You still don’t need 500k or a million entities in a single database.
That’s the answer I got of most of the active users here and in the mail list when I started to suggest changes, you don’t need this or that, fork it and do it yourself etc. etc.
And that is what I did!, I found a workaround, until what’s limits my use of Gramps is changed…
I have census datasets with 800k and 2.7 million individuals, and I don’t use Gramps for that — Gramps is simply not optimized as a genealogy software solution for genealogy and social‑research work at those scales.
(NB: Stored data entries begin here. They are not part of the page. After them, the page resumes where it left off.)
Issue #2073, opened 2021-10-12
ISBAT use performant CoBlocks extensions


AnthonyLedesma:
### Describe the bug:

This screenshot is a run on CoBlocks performance metrics where all CoBlocks extensions have been disabled. 
![image](https://user-images.githubusercontent.com/30462574/136973344-5bd02aec-325d-4177-ab76-ece5391fb8b5.png)
Disabling all CoBlocks extensions we see a 70% reduction in load time as well as performance improvements on virtually every other metric as well. 

We call BlockEdit within 11 files and BlockListBlock within 7 files each call causing subsequent re-renders. Can we batch these calls? What can we memo? What can we deprecate and remove? 
We need to find a way to optimize these extensions.

AnthonyLedesma:
POC to improve CoBlocks extensions performance.
https://github.com/godaddy-wordpress/coblocks/pull/2189

PR #2189, opened 2021-12-06
Batch use of filters across custom extensions and components

AnthonyLedesma:
### Description

We utilize filters for each CoBlocks extension as well as High Order Components that result in excessive renders. I propose that by batching our extensions we can reduce excessive calls and improve performance across the editor.

### Types of changes

Changes how CoBlocks extensions are loaded. Refactors to extensions to work properly in this way.

### How has this been tested?

E2E, Manually.

### Checklist:
- [x] My code is tested


src/extensions.js
```diff
@@ -5,6 +5,7 @@ import './utils/block-category';
 import './js/coblocks-color-fix';
 
 // Extensions
+import './extensions/apply-extensions';
```
AnthonyLedesma, line 8: The other extensions import styles directly here in some cases. To prevent the import now would beak existing styles.

AnthonyLedesma: I've identified in another commit where this is an issue while fixing its side-effects.

https://github.com/godaddy-wordpress/coblocks/pull/2196/files#diff-715fee81e18461db0b1a0f37d048f8277f43cb3b568654b48c32d31444ac8687R1-R7

src/components/info-popover/index.js
```diff
@@ -1,14 +1,12 @@
...
  */
+import { info } from '@wordpress/icons';
 import { useState } from '@wordpress/element';
 import {
 	Button,
 	Popover,
 } from '@wordpress/components';
-import { info } from '@wordpress/icons';
-
-import './styles/editor.scss';
```
AnthonyLedesma, line 11: Styles should not be imported directly.

src/components/swiper/index.js
```diff
@@ -5,11 +5,6 @@ import { v4 as generateUuid } from 'uuid';
 import TinySwiper from 'tiny-swiper';
 import TinySwiperPluginNavigation from 'tiny-swiper/lib/modules/navigation.min.js';
 
-/**
- * Internal dependencies
- */
-import './style.scss';
```
AnthonyLedesma, line 11: Styles should not be imported directly.

src/extensions/coblocks-settings/index.js
```diff
@@ -1,19 +1,13 @@
 /*global coblocksSettings*/
-
-/**
- * Styles
- */
-import './styles/style.scss';
```
AnthonyLedesma, line 6: Styles should not be imported directly.

src/blocks/accordion/edit.js
```diff
@@ -71,44 +70,42 @@ const AccordionEdit = ( props ) => {
...
+
+			if ( lastBlockClient.customTextColor ) {
+				copyAttributes = Object.assign( copyAttributes, {
+					customTextColor: lastBlockClient.customTextColor,
+				} );
+			}
 		}
+
+		const created = createBlock( 'coblocks/accordion-item', copyAttributes );
+		insertBlock( created, undefined, clientId );
```
AnthonyLedesma, line 104: Accordion block tests were broken in previous commits. It looks like it has to do with the fact that `items[ 0 ].innerBlocks` were being interpreted as truthy under any circumstance ( [] == true | [...] == true). This was an issue when on line 73 we checked for the block length without using the `?.` optional selector.

Fixes here allow blocks to be properly inserted when this function fires.

src/blocks/shape-divider/deprecated.js
```diff
@@ -199,7 +200,7 @@ const deprecated = [
 			...metadata.attributes,
 			shapeHeight: { type: 'number', default: 100 },
 			backgroundHeight: { type: 'number', default: 50 },
-			[ attr ]: false,
+			[ attr ]: { type: 'boolean', default: false },
```
AnthonyLedesma, line 203: Deprecation Jest tests were failing on this attribute because the block parser was choking while checking for the `default` property. Now that a definition is an actual object, the parser works as expected.

AnthonyLedesma:
This story was originally intended to handle extensions specifically however after reviewing how we use some of our custom components it is clear that we are miss-categorizing software because we have components extending using filters where they should likely be classified as an extension. I've made the effort to merge all components and extensions using unified filters.

On future iterations It would be wise to consider re-organizing our components and extensions.

src/extensions.js
AnthonyLedesma: Since I have taken time to remove the excess style imports I feel comfortable removing the superfluous imports now.

src/blocks/accordion/edit.js
```diff
@@ -71,44 +70,42 @@ const AccordionEdit = ( props ) => {
...
-					copyAttributes = Object.assign( copyAttributes, {
-						customTextColor: lastBlockClient.customTextColor,
-					} );
-				}
+		const lastId = items[ 0 ].innerBlocks[ items[ 0 ].innerBlocks.length - 1 ]?.clientId;
+		let copyAttributes = {};
+
+		if ( !! lastId ) {
+			const lastBlockClient = getBlockAttributes( lastId );
+			if ( lastBlockClient.backgroundColor ) {
```
jonathanbardo, line 78: @aledesma-godaddy I know this is only a copy paste but I feel like we can utilize a loop here instead of multiple if statement. `['backgroundColor','textColor'].forEach( prop => { if...etc } )`

src/extensions/animation/index.js
```diff
@@ -13,60 +13,51 @@ import classnames from 'classnames';
...
-addFilter(
-	'editor.BlockEdit',
-	'coblocks/animations',
-	withControls
-);
+const useAnimationControls = ( ( props ) => {
+	const block = select( 'core/block-editor' ).getBlock( props.clientId );
+
+	return (
+		<>
```
jonathanbardo, line 47: @aledesma-godaddy can you check if the fragment is even required here?

src/extensions/animation/index.js
```diff
@@ -108,89 +93,73 @@ function applyAnimationSettings( extraProps, blockType, attributes ) {
...
+	const [ isAnimating, setIsAnimating ] = useState( false );
 
-			return <BlockListBlock { ...props } />;
+	const blockIsAllowed = allowedBlocks.some( ( allowedBlock ) => allowedBlock.blockType === blockName && ! allowedBlock.animateChildren );
+
+	useEffect( () => {
+		if ( !! blockIsAllowed && !! animation ) {
+			prevAnimation.current = animation;
 		}
+	}, [ animation ] );
```
jonathanbardo, line 120: You don't want useEffect to rerun if blockIsAllowed is changed? If you do you need it in the passed props.

src/extensions/animation/index.js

I extract what I need with other tools, or I search the data using tools that are actually built for large‑scale analysis.
Alternatively, I would split the dataset into smaller, logical subsets.
You never research 200k, 400k, or even 80k people at the same time, and it’s easy to merge the data again if you need to export it. And if you were doing professional research, you would be using software solutions far better suited for this than a genealogy software solution built on SQLite or other transactional relational databases. A graph database — or even a multi‑model database — is much better suited for datasets of that size.
There’s also a reason why I’ve been advocating for the move from pickled blobs to JSON, and for more historically accurate research workflows in Gramps. Very early on, it became clear to me that even though SQLite and PostgreSQL can theoretically handle near‑unlimited amounts of data, Gramps itself is not optimized for datasets of that magnitude — just like most other genealogy software solutions. That’s also why I’ve suggested supporting either a graph‑based or multi‑model database backend in Gramps, and shifting the heavy frontend logic into the backend, whether that backend is SQLite, Neo4j, ArangoDB, or some other multi‑model database. A document/graph model is simply far better suited for serious genealogical research at scale.
This is also why I’ve proposed main/sub‑events, events attached to places, and a more robust repository/source/citation system with CSL support, along with export options to one or more open‑source, open‑data file formats. These changes would allow Gramps to become what it truly has the potential to be: a serious tool for large‑scale social and genealogical research.
But so far, very few people actually support this direction — even though many of those asking for various extra features are, in practice, asking for exactly what I’ve been proposing for years. Aside from Nick, I think maybe one or two others understand the advantages of what I’m suggesting. The rest tend to request changes that only solve narrow, single‑scenario use cases, and that still remain locked into a very limited lineage‑linked data model.
Even plain text formats — Markdown files, CSV, and other simple text‑based structures — handle datasets of that size better than Gramps does today. But that doesn’t mean Gramps can’t become significantly faster. The developers just need the opportunity to make changes to the DB‑API and the program logic step by step. Until they get there, split your datasets into logical subsets.
There are reasons why I use Obsidian and other tools as workarounds — precisely because Gramps has limitations for the kind of research I’m doing.
@glamberson @UlrichDemlehner Does this mean that you believe that PR 781 is sufficiently tested to merge/publish?
Since the major performance problems are not yet resolved, I would be hesitant to designate it as “sufficiently tested”. At the end of the day, what is the benefit of resolving login problems if you cannot work with the data after the succesful login? But that’s my personal opinion strictly from the user’s perspective.